### EXERCISE
Using the entries that follow, collect the lines where the word "libev" appears.

TASK MATERIAL: Begin

PR #74, opened 2016-10-25
Link in libev, which is sometimes needed for Lwt.

yallop:
[Lwt](https://github.com/ocsigen/lwt) [optionally depends on libev](https://github.com/ocsigen/lwt/blob/d638502667005270cb69bad282f89afa9370838e/opam#L43).  This PR updates the Makefile to statically link in `libev` if it's available.

### DIFF
--- a/Makefile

TASK MATERIAL: End

### TASK RESPONSE
Link in libev, which is sometimes needed for Lwt.
[Lwt](https://github.com/ocsigen/lwt) [optionally depends on libev](https://github.com/ocsigen/lwt/blob/d638502667005270cb69bad282f89afa9370838e/opam#L43).  This PR updates the Makefile to statically link in `libev` if it's available.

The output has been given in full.